Amber Moulton is Assistant Professor of US History, Race and Ethnicity at the University of Wisconsin-Whitewater. She received her B.A. from Gettysburg College in 2002, A.M. in History from Harvard in 2007, and Ph.D. in African American Studies from Harvard in 2011. In May 2011, she completed her dissertation, “Marriage Extraordinary:  Interracial Marriage and the Politics of Family in Antebellum Massachusetts,” and is currently working on a book manuscript based on the dissertation. “Marriage Extraordinary” examines the history of law, racial ideology, social activism, and political mobilization surrounding to the legalization of interracial marriage in Massachusetts in 1843.  Moulton’s research interests include the broad swathe of African American history, theories of culture and Diaspora, slavery and abolition, white supremacy and domestic terrorism, the impacts of gender, race, and class on American identity formation, and interracialism in history and literature.

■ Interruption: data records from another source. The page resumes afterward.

PR #2327, opened 2024-09-06
makefile: make STDBUF_CMD optional

oharboe:
originally added for Mac in 4fa7b95bb, solves problems that don't exist on x86 Linux distributions normally.

Removing stdbuf dependency is helpful when running in some containerized environments, like Bazel.


oharboe:
@jeffng-or @hovind FYI

maliberty (approved):

PR #2332, opened 2024-09-09
makefile: make memory mem_dump.py regression

oharboe:
accidentially checked total memory size for all
instances of a type of memory, instead of the maximum size of a memory instance, like before.


oharboe:
@jeffng-or FYI

maliberty (approved):

PR #2333, opened 2024-09-09
scripts: less repetition

oharboe:


flow/scripts/floorplan.tcl
```diff
@@ -104,13 +104,7 @@ if {[info exists ::env(FOOTPRINT_TCL)]} {
...
   remove_buffers
 } else {
-  set additional_args "-verbose"
-  append_env_var additional_args SETUP_SLACK_MARGIN -setup_margin 1
-  append_env_var additional_args TNS_END_PERCENT -repair_tns 1
-  append_env_var additional_args SKIP_PIN_SWAP -skip_pin_swap 0
-  append_env_var additional_args SKIP_GATE_CLONING -skip_gate_cloning 0
-  append_env_var additional_args SKIP_BUFFER_REMOVAL -skip_buffer_removal 0
-  repair_timing {*}$additional_args
+  repair_timing_helper 0
```
oharboe, line 107: @precisionmoon was the omission in ddce1aa48b of HOLD_SLACK_MARGIN for floorplan intentional?

maliberty: Is it even worth doing hold fixing this early?

maliberty:
The code is fine but I'll wait for the discussion to finish

flow/scripts/floorplan.tcl
precisionmoon: Yes, this was intentional.  We are not doing any hold fixing at FP step.   Buffer removal is only part of setup fixing.

maliberty: @precisionmoon if you give neither -setup nor -hold then both are repaired.  I think this is doing hold fixing currently.

oharboe: Makes sense. The updated code makes the behavioral difference in floorplan more clear(otherwise you have to spot the difference).

maliberty: I think we should merge this as a non-functional change and address hold fixing seperately.

maliberty (approved):

PR #2335, opened 2024-09-10
Set constant build path and timestamp for executables in Docker image

glatosinski:
This PR modifies the build flow for Docker images to:

* Set build path for dependencies to a constant path (so that `__FILE__` is not different on every build of the image)
* Set TIME/DATE/TIMESTAMP to constant values so that the binaries are not affected by a different build time

Those changes prevent cache invalidation in Bazel due to different binary SHAs.

This PR depends on https://github.com/The-OpenROAD-Project/OpenROAD/pull/5726, since it introduces `-constant-build-dir`

### DIFF
--- a/docker/Dockerfile.builder
+++ b/docker/Dockerfile.builder
@@ -19,6 +19,8 @@ COPY --link tools tools
 ARG numThreads=$(nproc)
 
 RUN echo "" > tools/yosys/abc/.gitcommit && \
+  env CFLAGS="-D__TIME__=0 -D__DATE__=0 -D__TIMESTAMP__=0 -Wno-builtin-macro-redefined" \
+  CXXFLAGS="-D__TIME__=0 -D__DATE__=0 -D__TIMESTAMP__=0 -Wno-builtin-macro-redefined" \
   ./build_openroad.sh --no_init --local --threads ${numThreads}
 
 FROM orfs-base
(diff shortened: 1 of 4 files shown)


maliberty (approved):

maliberty:
Can't merge until "This branch has conflicts that must be resolved" is fixed.

oharboe:
@maliberty it is only a tools/OpenROAD conflict. pr-head is passing, so you can probably just merge it locally ignoring the tools/OpenROAD update and close the pr.

maliberty:
Replaced by #2353

eder-matheus:
@glatosinski Recently I had to revert this TIME/DATE/TIMESTAMP constant values due to build errors in the latest Yosys version. Do you know if these macros could be redefined only during compilation time? I.e., instead of redefining them in the environment in the dockerfiles, we would just define them in the build_openroad.sh in the docker build.

oharboe:
> @glatosinski Recently I had to revert this TIME/DATE/TIMESTAMP constant values due to build errors in the latest Yosys version. Do you know if these macros could be redefined only during compilation time? I.e., instead of redefining them in the environment in the dockerfiles, we would just define them in the build_openroad.sh in the docker build.

@eder-matheus Will you fix this?

maliberty:
What motived this change to begin with?

@oharboe we already reverted the change

oharboe:
> What motived this change to begin with?
> 
> @oharboe we already reverted the change

Bazel-orfs depends on binaries in the docker image and dates in binaries break content hashes.

oharboe:
@QuantamHD FYI

PR #2337, opened 2024-09-11
Makefile POLA and less repetition tweaks

oharboe:
Fewer surprises and less reptition.

Printing the default value now works:

```
$ make DESIGN_CONFIG=designs/asap7/mock-array/config.mk print-EQUIVALENCE_CHECK
EQUIVALENCE_CHECK = 0
$ make DESIGN_CONFIG=designs/asap7/aes/config.mk print-EQUIVALENCE_CHECK
EQUIVALENCE_CHECK = 1
```

### DIFF
--- a/flow/Makefile
+++ b/flow/Makefile
@@ -144,6 +144,7 @@ export ROUTING_LAYER_ADJUSTMENT ?= 0.5
 export RECOVER_POWER ?= 0
 export SKIP_INCREMENTAL_REPAIR ?= 0
 export DETAILED_METRICS ?= 0
+export EQUIVALENCE_CHECK ?= 0
 
 # If we are running headless use offscreen rendering for save_image
 ifndef DISPLAY
--- a/flow/Makefile
+++ b/flow/Makefile
@@ -2,6 +2,11 @@
 # file to avoid having to adding the to the make command line.
 -include settings.mk
 
+# Include design and platform configuration before setting default options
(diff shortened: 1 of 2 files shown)


oharboe:
@jeffng-or FYI

flow/Makefile
```diff
@@ -2,6 +2,11 @@
 # file to avoid having to adding the to the make command line.
 -include settings.mk
 
+# Include design and platform configuration before setting default options
+# in this file. This allows the DESIGN_CONFIG to set different defaults than
+# this file.
+include $(DESIGN_CONFIG)
```
maliberty, line 8: Wouldn't the design be overriding the other values rather than setting new defaults?  I don't get the idea here.

oharboe: The design can provide a different default value than Makefile+platform, such as:

https://github.com/The-OpenROAD-Project/OpenROAD-flow-scripts/blob/8184f7116cf43c3d1f9964e7a2e900946bb7e1a8/flow/designs/asap7/aes-block/config.mk#L32

maliberty: Why would a design provide a default?  Wouldn't you just set the value you want with = ?

oharboe: these are test designs so it is sometimes convenient to quickly try alternatives on the command line.

maliberty: 💡 got it

maliberty (approved):

PR #2338, opened 2024-09-11
Makefile: remove debug noise

oharboe:
Cleans up/less surprising output. No difference in `make print-FOO` behavior with and without BLOCKS.

```
$ make DESIGN_CONFIG=designs/asap7/mock-array/config.mk print-EQUIVALENCE_CHECK
[INFO][FLOW] Invoked hierarchical flow.
Block Element needs to be hardened.
EQUIVALENCE_CHECK =
```

To:

```
$ make DESIGN_CONFIG=designs/asap7/mock-array/config.mk print-EQUIVALENCE_CHECK
EQUIVALENCE_CHECK = 
```


maliberty:
This change would affect the normal flow too?  It seems useful in that case.

oharboe:
> This change would affect the normal flow too? 

Yes.

> It seems useful in that case.

I think it is just noise. There are a 100 other things that are always true that could be printed...

maliberty (approved):

PR #318, opened 2025-06-10
Silence uu warnings

### LINKED ISSUE #317: Silence uu warnings about Trailing Garbage
When processing multiple SGML files in a row, the console gets filled with `Warning: Trailing Garbage` messages. This seems to be originating from the `uu` module, which is only used in one place: 

https://github.com/dgunning/edgartools/blob/45f0ac04604528c6d15bfa4ead30851336a675e7/edgar/sgml/sgml_parser.py#L51-L52

Specifically, the `uu.decode()` function takes a `quiet` parameter with a default value of `False`:

https://github.com/dgunning/edgartools/blob/45f0ac04604528c6d15bfa4ead30851336a675e7/edgar/vendored/uu.py#L100

The only place it is used in the function is in this snippet:

https://github.com/dgunning/edgartools/blob/45f0ac04604528c6d15bfa4ead30851336a675e7/edgar/vendored/uu.py#L157-L166

There is no benefit to displaying the error since the workaround handles it. It looks like there was already an intent to silence these warnings:

https://github.com/dgunning/edgartools/blob/45f0ac04604528c6d15bfa4ead30851336a675e7/edgar/sgml/sgml_parser.py#L45

I see two ways of resolving this issue:

1. Change the call to `uu.decode()` in `sgml_parser.py` to use quiet mode. I think this fix makes the most sense.
2. Changed the line that writes the warning in `uu.py` to use the logging module to log the warning to the `DEBUG` level. This would allow the message to get through when debugging, but it implies modifying a vendored module embedded as-is in edgartools.

I'm happy to write a fix using the preferred approach.

vgreg:
Call `uu.decode()` with `quiet=True` to silence the unnecessary `Warning: Trailing Garbage` messages. Fixes #317

### DIFF
--- a/edgar/sgml/sgml_parser.py
+++ b/edgar/sgml/sgml_parser.py
@@ -49,7 +49,7 @@ class SGMLDocument:
                 output_stream = BytesIO()
 
                 # Decode the UU content
-                uu.decode(input_stream, output_stream)
+                uu.decode(input_stream, output_stream, quiet=True)
 
                 # Get the decoded bytes
                 return output_stream.getvalue()


dgunning (approved):
Thanks for this change. Approved

PR #340, opened 2025-07-07
Add markdown conversion support for HTML attachments and add support for optional page breaks

MauritsBrinkman:
This PR adds markdown conversion support for HTML attachments, optional page breaks in markdown output and fixes parsing issues with nested HTML structure. Practical use case for this is when needing documents in machine-readable format, and being able to correctly match by page.

## New Features

- **Markdown conversion**: Added `markdown()` method to `Attachment` and `Attachments` classes
- **Page break support**: Added optional `include_page_breaks` parameter with delimiter format `{page_number}------------------------------------------------` in markdown output

## Bug Fixes

- **Improved HTML parsing**: Now properly handles nested `<tbody>`, `<thead>`, and `<tfoot>` elements. With previous code, some content in the markdown output was completely skipped, as only direct children were considered

### DIFF
--- a/ai_docs/attachments_api.md
+++ b/ai_docs/attachments_api.md
@@ -70,8 +70,33 @@ Each `Attachment` provides rich metadata and content extraction methods:
 - `attachment.description`: description from SEC filing
 - `attachment.document_type`: type (e.g., 'EX-99.1', 'HTML', etc.)
 - `attachment.text()`: plain text content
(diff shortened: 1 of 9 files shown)


MauritsBrinkman:
Hey @dgunning ! Hope you are doing well! Submitting this for review :)

MauritsBrinkman:
Yes, I think that's simply because identity is not set? I'll have a look tomorrow and see!

PR #346, opened 2025-07-10
Save on disk

danielerosa:
Writing directly to disk while downloading instead of keeping it in memory.
Note the the Path().rename() might break across different file systems.
Standard formatting with isort and black. You could get rid of them if you don't care.

### DIFF
--- a/edgar/httprequests.py
+++ b/edgar/httprequests.py
@@ -10,29 +10,43 @@ from functools import wraps
 from io import BytesIO
 from pathlib import Path
 from threading import Lock
-from typing import Union, Optional
+from typing import Optional, Union
 
-from httpx import RequestError, Response, AsyncClient
 import orjson as json
+from httpx import AsyncClient, RequestError, Response
 from stamina import retry
 from tqdm import tqdm
 
-from edgar.core import text_extensions, get_edgar_data_directory
-from edgar.httpclient import http_client, async_http_client
+from edgar.core import get_edgar_data_directory, text_extensions
+from edgar.httpclient import async_http_client, http_client
 
 """
 This module provides functions to handle HTTP requests with retry logic, throttling, and identity management.
 """
-__all__ = ["get_with_retry", "get_with_retry_async", "stream_with_retry", "post_with_retry", "post_with_retry_async",
-           "download_file", "download_file_async", "download_json", "download_json_async", "stream_file",
-           "download_text", "download_text_between_tags", "download_bulk_data", "download_datafile",
-           "throttle_requests"]
+__all__ = [
+    "get_with_retry",
+    "get_with_retry_async",
+    "stream_with_retry",
+    "post_with_retry",
+    "post_with_retry_async",
+    "download_file",
+    "download_file_async",
+    "download_json",
+    "download_json_async",
+    "stream_file",
+    "download_text",
+    "download_text_between_tags",
+    "download_bulk_data",
+    "download_datafile",
+    "throttle_requests",
+]
 
 attempts = 6
 retry_timeout = 40
 wait_initial = 0.1
 max_requests_per_second = 8
 throttle_disabled = False
+
 
 class TooManyRequestsError(Exception):
     def __init__(self, url, message="Too Many Requests"):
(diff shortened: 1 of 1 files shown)


dgunning:
Let's start a conversation for this PR. I see it is about saving to disk  if the file size is greater that 2GB. Do you have examples of downloads greater than 2GB? What happens during those downloads?

danielerosa:
hi @dgunning , btw, thank you for this work. Very good quality.

So I have been targeting 1 day, a few forms
            "4",
            "4/A",
            "8-K",
            "8-K/A",
            "SC 13G",
            "SC 13G/A",
            "SCHEDULE 13G/A"
, and 2 exchanges, nyse and nasdaq

image

then I call you download_filings(filings=ifilings) and I get files relatively big sometimes:
image

does it check out with you?

I figure that instead of using memory I could use the file system directly.

To your question, what happens during those downloads. You just use memory and it's not for a great cause given that you don't need speed as you are reading from network, slower than filesystem.

dgunning:
I did a code review with **Claude Code** of the current `stream_file` function in **edgartools**. 

In summary we should change to using disk, but always use disk for all fie sizes. 
Also from my earlier comment we should use `tempfile` instead of `/tmp`

## Claude Code Review

**Question:**  _Review edgar.httprequests.stream_file. Give me your thoughts on downloading really large files like 2GB which can happen with bulk edgar data. Would downloading to a temp directory help?_

 ### Current Problems

  1. **Memory accumulation**: The function loads the entire file into memory (content = b'' then content += chunk) before writing to disk, requiring 2GB+ RAM for large files.
  2. **No partial recovery**: If the download fails partway through, all progress is lost since nothing is written until the end.
  3. **Memory pressure**: Large downloads could cause system memory issues or OOM errors.

  ### Temp Directory Benefits

  Yes, downloading to a temp directory would significantly help:

  1. **Stream-to-disk**: Write chunks directly to a temporary file as they arrive, keeping memory usage constant (~4MB for the chunk buffer).
  2. **Atomic operation**s: Download to temp, then move to final location when complete, avoiding partial files in the target directory.
  3. **Resume capability**: Temp files could potentially support resume functionality.
  4. **Error safety**: Failed downloads are automatically cleaned up from temp without affecting the target directory.

  The current approach of `content += chunk` followed by `save_or_return_content(content, path) `at line 563 is problematic for bulk data downloads. A streaming approach writing directly to disk would be
  much more robust and memory-efficient.

  For a user's PR using the file system, this would be a valuable improvement to support the large SEC bulk data files without memory constraints.
  
  **Question:** _Does it make sense to use disk over a certain size OR just use disk when streaming_
  
  ### Always Stream to Disk

  The current mixed approach (memory for small files, stream for large) adds unnecessary complexity. When you're already streaming (aiter_bytes), you should write directly to disk regardless of size.

  ### Benefits of Always-Disk Approach

  1. **Consistent behavior**: No arbitrary size thresholds to maintain
  2. **Simpler code**: Single code path eliminates conditional logic
  3. **Memory efficiency**: 4MB chunk buffer vs potentially gigabytes in memory
  4. **Future-proof**: Works for any file size without modification

  ### Current Issues

  The stream_file function is already streaming chunks but then concatenating them in memory:
  ```python
  content = b''
  async for chunk in response.aiter_bytes(chunk_size=CHUNK_SIZE):
      content += chunk  # This defeats the purpose of streaming
```

  ### Better Approach

  Since you're streaming anyway, write chunks directly to a temp file, then move to final location. This gives you atomic operations and constant memory usage regardless of file size.

  The overhead of disk I/O for small files is negligible compared to the memory safety and code simplicity benefits. Modern SSDs make this even less of a concern.

  For the PR review, I'd recommend suggesting they always stream to disk when using the streaming function - it's the primary reason to use streaming over regular download.

dgunning:
I use Claude Code and I trust it with important bits of code like the `stream_file` function, and in theory I could just ask it to fix the function, but I'm trying to balance with supporting community involvement. So if you want to proceed with this PR make the suggested changes. I appreciate that you brought this up

danielerosa:
@dgunning I could refine this PR but I will be on travel for work for a few days and this is technically "not work". So I could take a look when I am back.
Also, what's you preference regarding formatting? I am using default isort and black from nvim setup.

dgunning:
> @dgunning I could refine this PR but I will be on travel for work for a few days and this is technically "not work". So I could take a look when I am back. Also, what's you preference regarding formatting? I am using default isort and black from nvim setup.

I could also just accept the PR and make the quick edits. You would be listed as a contributor and I would be grateful

danielerosa:
good with me @dgunning either way

danielerosa:
hi @dgunning, sorry I missed the :point_up: . I was on the road. It looks like you did it all. Thank you!

PR #347, opened 2025-07-11
Check and optimize the item distinction function

zhangchmeng:
Subsequent tests and checks will be conducted to continuously fix the item distinction function

### DIFF
--- a/edgar/files/html_documents.py
+++ b/edgar/files/html_documents.py
@@ -516,7 +516,10 @@ class HtmlDocument:
                     if current_chunk:
                         if any(block.text.strip() for block in current_chunk):  # Avoid emitting empty chunks
                             yield current_chunk
-                        current_chunk = []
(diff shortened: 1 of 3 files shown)


zhangchmeng:
> 

A considerable number of reports in 10-k 10-q do not always use 'item' as the beginning, but we can distinguish and capture different blocks from the links in the table of contents

zhangchmeng:
> What is the overall purpose of this pull request? What was the issue and how does it fix it?

A considerable number of reports in 10-k 10-q do not always use 'item' as the beginning, but we can distinguish and capture different blocks from the links in the table of contents

zhangchmeng:
> What is the overall purpose of this pull request? What was the issue and how does it fix it?

current code fix some report, Some reports directly use the 'a' tag as the top-level element instead of other block blocks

Her publications include reviews and articles in Civil War History and the New England Quarterly, and she has a forthcoming article entitled “’Closing the Floodgate of Impurity’: Moral Reform, Anti-Slavery, and Interracial Marriage in Antebellum Massachusetts” in the Journal of the Civil War Era.


Moulton has taught widely in History and African American Studies. She currently teaches the survey of US History to 1877, the Age of Civil War and Reconstruction, and Women in Early American History. She also created and taught a new course, Roots, Race and Resistance: Topics in African American History Through Film, in Spring 2012. She has taught African-American History as a Senior Lecturer at Northeastern University’s College of Professional Studies and at Harvard served as Teaching Fellow for AAAS 10:  Introduction to African American Studies, AAAS 121:  Please Wake Up: Race, Gender and Ethnicity in the Films of Spike Lee, HIST 84: Histories of the Present, HIST 1625: American Civil War in History and Memory, and HSB 39: American Revolutions in the Atlantic World.